It's time to ask these tough questions of the Tories - Peter Lamb
There are some facts people find it hard to accept.
They are too painful to consider or we doubt what they mean, assuming that if they were really true then surely everyone would demand something was done about it.
Yet, if the last century has taught us anything, it is that people are very willing to turn a blind eye to horrors when confronting a truth would make them deeply uncomfortable.
For instance, even before COVID-19, a third of Crawley’s children were growing up in poverty, the majority of whom living in working households.
While many have taken the time to support a foodbank or express disgust at the Government’s attempts to remove free school meals from struggling families, the reality is that while these things help to limit the consequences of poverty, none of them will actually help take children out of poverty.

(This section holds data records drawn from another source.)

PR #31372, opened 2022-06-15
chore: Fix a potential variable misuse bug

LostBenjamin:
Hi,

This pull request is a fix to a potential variable misuse bug at `erpnext/accounts/doctype/pricing_rule/pricing_rule.py`. Please check the changes.

It seems to me that the variable in the if condition should be `d` to check if `d` is `None`. If the variable should indeed be `field`, it would be better to put the condition in a separate if statement.

Best,
Jingxuan

### DIFF
--- a/erpnext/accounts/doctype/pricing_rule/pricing_rule.py
+++ b/erpnext/accounts/doctype/pricing_rule/pricing_rule.py
@@ -37,7 +37,7 @@ class PricingRule(Document):
 	def validate_duplicate_apply_on(self):
 		if self.apply_on != "Transaction":
 			field = apply_on_dict.get(self.apply_on)
-			values = [d.get(frappe.scrub(self.apply_on)) for d in self.get(field) if field]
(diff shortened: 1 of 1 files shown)


erpnext/accounts/doctype/pricing_rule/pricing_rule.py
```diff
@@ -37,7 +37,7 @@ def validate(self):
 	def validate_duplicate_apply_on(self):
 		if self.apply_on != "Transaction":
 			field = apply_on_dict.get(self.apply_on)
-			values = [d.get(frappe.scrub(self.apply_on)) for d in self.get(field) if field]
+			values = [d.get(frappe.scrub(self.apply_on)) for d in self.get(field) if d]
```
marination: Let's check for an empty table before hand, so both checks stay
```suggestion
			if not field:  # table is empty
			    return
			values = [d.get(frappe.scrub(self.apply_on)) for d in self.get(field) if d]
```

marination (dismissed):

marination (approved):

PR #31405, opened 2022-06-20
feat: Cash and Non trade discounts in Sales Invoice

deepeshgarg007:
In many cases, the discount given on Invoices on the grand total amount is not an itemized discount. Its a cash or a non-trade discount, means that this type of discount doesn't affect the tax value (GST) applied on the items and is reported on the invoice discount while E-Invoicing

image

If the discount applied on grand total is a Cash or Non-Trade discount user can check the "Is Cash Or Non Trade" tick and it won't be affecting any item values or have any effect on taxes else it will be considered as an itemized discount

`no-docs`


deepeshgarg007:
Unrelated test case failing, merging this

deepeshgarg007:

PR #31421, opened 2022-06-22
fix: add UOM validation for planned-qty

### LINKED ISSUE #30234: UOM not validated in production plan or work order
### Information about bug

non-fractional UOM gets validated at last stage (stock entry) in manufacturing cycle. 

e.g. test written in this PR shouldn't pass since selected UOM is non-fractional: https://github.com/frappe/erpnext/pull/30216/files 

### Module

manufacturing

### Version

v13 / v14

### Installation method

_No response_

_No response_

s-aga-r:
#30234

### DIFF
--- a/erpnext/manufacturing/doctype/production_plan/test_production_plan.py
+++ b/erpnext/manufacturing/doctype/production_plan/test_production_plan.py
@@ -679,15 +679,23 @@ class TestProductionPlan(FrappeTestCase):
 		self.assertFalse(pp.all_items_completed())
 
 	def test_production_plan_planned_qty(self):
-		pln = create_production_plan(item_code="_Test FG Item", planned_qty=0.55)
-		pln.make_work_order()
-		work_order = frappe.db.get_value("Work Order", {"production_plan": pln.name}, "name")
-		wo_doc = frappe.get_doc("Work Order", work_order)
-		wo_doc.update(
-			{"wip_warehouse": "Work In Progress - _TC", "fg_warehouse": "Finished Goods - _TC"}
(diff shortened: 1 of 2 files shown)


erpnext/manufacturing/doctype/production_plan/test_production_plan.py
```diff
@@ -679,7 +679,14 @@ def test_qty_based_status(self):
...
 	def test_production_plan_planned_qty(self):
-		pln = create_production_plan(item_code="_Test FG Item", planned_qty=0.55)
+		from erpnext.stock.doctype.item.test_item import make_item
+
+		fg_item = make_item(properties={"is_stock_item": 1, "stock_uom": "_Test UOM 1"}).name
+		bom_item = make_item().name
+
+		make_bom(item=fg_item, raw_materials=[bom_item], source_warehouse="_Test Warehouse - _TC")
+
+		pln = create_production_plan(item_code=fg_item, planned_qty=0.55)
```
ankush: THe issue is not about making this test pass or using correct values here. The issue actually applies to end user too. 

If you use Nos and set qty as 0.5 production plan currently allows doing that... which doesn't make sense. 

Screenshot 2022-06-22 at 12 25 28 PM

s-aga-r:
Failing tests are not related. #[00807ab](https://github.com/frappe/erpnext/pull/31421/commits/00807abe314344fec1ec636ac5f281473589f7f1)

marination (approved):

marination:
Can confirm unrelated failing tests

PR #31425, opened 2022-06-22
fix(Salary Slip): Components not updated when amount evaluates to 0 due to payment days

ruchamahabal:
## Steps to Replicate:

- Salary component **Professional Tax** is dependent on Gross Pay and Bonus and these components are dependent on payment days:
   formula
- If the Payment Days are altered after saving by updating "Leave Without Pay", the gross changes to 12000 from 15000 and the professional tax should be 0 as per the formula. But this amount isn't updated because it fails the check made before calling `update_component`

  before

## Fix:

Explicitly check whether the `amount is not None` so that 0 valued components get updated after payment days are altered:

after


ruchamahabal:
This will add 0 valued components to the table though 🤔 (which doesn't happen right now). Need to handle that.

PR #31429, opened 2022-06-22
fix: Non-annual depreciation by WDV method

GangaManoj:
## Issues

1. Depreciation by WDV method only works if the Asset depreciates annually, as the Rate of Depreciation is calculated by using asset life in years.
2. If an Asset that depreciates monthly starts depreciating on, say, Feb 28, then it would depreciate next on March 28, then April 28 and so on. However, customers usually intend to have the asset depreciate on the last day of each month in this case- i.e. Feb 28 should be followed by March 31 and April 30 instead.

## Fixes

1. Take `number_of_depreciations` instead of asset life in years to calculate the Rate of Depreciation.

eg: For an Asset purchased for Rs 10,000 that started being used on 15/02/2022 and has a salvage value of Rs 5000, the Rate of Depreciation would be 12.9% if it depreciates monthly, yielding the following schedule:

Screenshot 2022-06-22 at 11 12 35 PM

2. Check if the `depreciation_start_date` falls on the last day of its month, and if so, modify the schedule dates so that they'd each fall on the last day of their respective months.

Screenshot 2022-06-09 at 2 38 31 AM

<details>

ISS-22-23-00424

</details>


GangaManoj:

nabinhait (approved):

Before the Conservatives came to power, child poverty was falling steeply and almost no family was forced to rely upon a food bank to survive.
The situation we find ourselves in today is the direct consequence of weakening working conditions including pay, gutting the social security system, and shifting the UK’s tax burden from its wealthiest to its poorest citizens. None of this is an accident, it reflects political choices taken by the party in Government. Doubt it?
Well then ask yourself this question, will the Government’s decision to cut Universal Credit by £20 a week help to reduce child poverty or will it increase it?
Here’s another one, will increasing employees’ National Insurance rates so that those on low incomes pay a bigger percentage of the country’s tax bill decrease child poverty or increase it?
Also, will increasing employers’ National Instance rates so that it becomes more expensive to reduce unemployment as we emerge from the pandemic decrease child poverty or increase it?
Last one, if you vote for a party whose decisions consistently make the lives of the most innocent and vulnerable members of our community worse, are you responsible for helping to decrease child poverty or increase it?